If you're paying out of pocket for ABA or a private special-needs school, your state may have an education savings account you haven't looked at yet. Here's how ESAs work, who's using them, and the IDEA trade-off parents need to understand.

Special Needs Care Network
7 min read

If you are paying out of pocket for ABA, speech therapy, or a private special-needs school, there is a public funding stream many parents still have not checked: state education savings accounts, usually called ESAs. Over the past decade these school-choice programs have grown into one of the largest non-insurance, non-Medicaid ways families cover therapy and tuition for children with disabilities — and several of the biggest program changes landed in just the last few weeks.

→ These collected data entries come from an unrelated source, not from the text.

PR #1320, opened 2025-02-09
- Add graceful stop process attempt for `close apps`

tjgruber:
Enhanced process termination logic to **attempt a graceful shutdown** before forcefully terminating processes. Instead of immediately calling `Stop-Process`, this update first calls `CloseMainWindow()` and waits up to **2 seconds** for the process to exit. If the process does not close within the timeout, it is then **forcefully terminated**.

This **reduces ungraceful terminations**, improving stability and minimizing unexpected prompts/errors in some applications.

#### **Scope & Intent**
This is an **incremental improvement**, not a full solution. Certain scenarios (e.g., multiple Chrome windows) may still require force termination.

#### **Test Case: Google Chrome**
- **Before**: Chrome prompts that it was not shut down properly and asks if tabs should be restored.
- **After**: Chrome reopens all tabs cleanly without the improper shutdown prompt.
- **Known Limitation**: If multiple Chrome windows are open, one may still be forcefully terminated.

This **should not impact other applications** but ensures that where possible, apps are given a chance to exit cleanly.

#### **Example Usage:**
```powershell
Show-ADTInstallationWelcome -CloseProcesses 'chrome' -Subtitle 'Company IT - Application Update' -AllowDeferCloseProcesses -CheckDiskSpace -ForceCountdown 10 -NoMinimizeWindows -DeferDays 5 -DeferRunInterval ([System.TimeSpan]::FromHours(24))
```

#### **Behavioral Flow with Above Use Case:**
1. If an application is running, the user is prompted with `Close Programs`, `Defer`, or `Continue`.
   - If `Close Programs` is selected, apps **gracefully close** (if supported).
   - If apps are manually closed before selecting `Continue`, they close gracefully.
   - If the **countdown timer expires**, `Defer` is used (if available), otherwise `Close Programs` is forced.
   - If the **deadline is reached**, `Defer` is **not available**.
   - If `Defer` is chosen or forced, the install/upgrade is retried in **24 hours**.

### DIFF
--- a/src/PSAppDeployToolkit/Public/Show-ADTInstallationWelcome.ps1
+++ b/src/PSAppDeployToolkit/Public/Show-ADTInstallationWelcome.ps1
@@ -947,8 +947,47 @@ function Show-ADTInstallationWelcome
                                 }
                                 else
                                 {
-                                    Write-ADTLogEntry -Message "Stopping process $($runningApp.Process.ProcessName)..."
-                                    Stop-Process -Name $runningApp.Process.ProcessName -Force -ErrorAction Ignore
+                                    try
+                                    {
+                                        $runningAppProcessName = $runningApp.Process.ProcessName
+
+                                        # Close out the main window
+                                        if ($runningApp.Process.CloseMainWindow())
+                                        {
+                                            $closeTimeout = [System.Diagnostics.Stopwatch]::StartNew()
+                                            $maxWaitTime = [System.TimeSpan]::FromSeconds(2)
+
+                                            do
+                                            {
+                                                [System.Threading.Thread]::Sleep(500)
+                                                $runningApp.Process.Refresh()
+                                            }
+                                            while (!$runningApp.Process.HasExited -and $closeTimeout.Elapsed -lt $maxWaitTime)
+
+                                            if ($runningApp.Process.HasExited)
+                                            {
+                                                Write-ADTLogEntry -Message "Process $runningAppProcessName closed gracefully."
+                                            }
+                                            else
+                                            {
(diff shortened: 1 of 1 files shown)


mjr4077au:
The problem here is that this isn't really addressing the underlying problem of why `-PromptToSave` isn't working, according to @DanGough and yourself from Discord. Are you going to be looking into that area at all? I swear that part of the code was firing though.

DanGough:
It would need some thorough testing, first to confirm there hasn't been a regression from V3 to current V4, then to see what this improves. I should be able to spend some time on it this week.

The help docs state that user interaction (e.g. psexec /s /i, or ServiceUI, or the native ConfigMgr option) is required for the -PromptToSave functionality to work... In future we may need to test whether closing processes running as the user should be closed via the thread running as the user.

tjgruber:
> The problem here is that this isn't really addressing the underlying problem of why `-PromptToSave` isn't working, according to @DanGough and yourself from Discord. Are you going to be looking into that area at all? I swear that part of the code was firing though.

Yes since the Discord conversation, I did find that it fires, and does attempt a graceful process closure. However, I think I misunderstood the intent of `-PromptToSave` due to the app I was testing with didn't behave as that code intends. 

It's clear to me that it's supposed to attempt to gracefully close a process that supports `CloseMainWindow()`, which it does. All is well there. It does work with using serviceui, with the exception that `BringWindowToFront` had no effect at least with the apps I was testing (which I don't care about). However it might work with something like Word.

I'll go ahead and close this out then since `-PromptToSave` is actually working mostly as intended, but can get weird depending on the app... which the same kind of issue is there even with this PR. However, this PR is a little more aggressive which was my preference, but is fine as-is.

This is not a guarantee of placement or a shortcut around eligibility rules. It is, however, a real lane worth understanding if you are trying to stretch a household budget around services your district is not providing. Here is what ESAs are, where the money is going, and the trade-off that does not make the headlines.

What an ESA actually is

An education savings account lets a state deposit public education funds into an account families spend on approved educational expenses. Depending on the program, that can include private school tuition, tutoring, curriculum, assistive technology, and — in many states — therapies such as ABA, speech, and occupational therapy. EdChoice tracks these programs nationally; Ballotpedia maintains a state-by-state overview.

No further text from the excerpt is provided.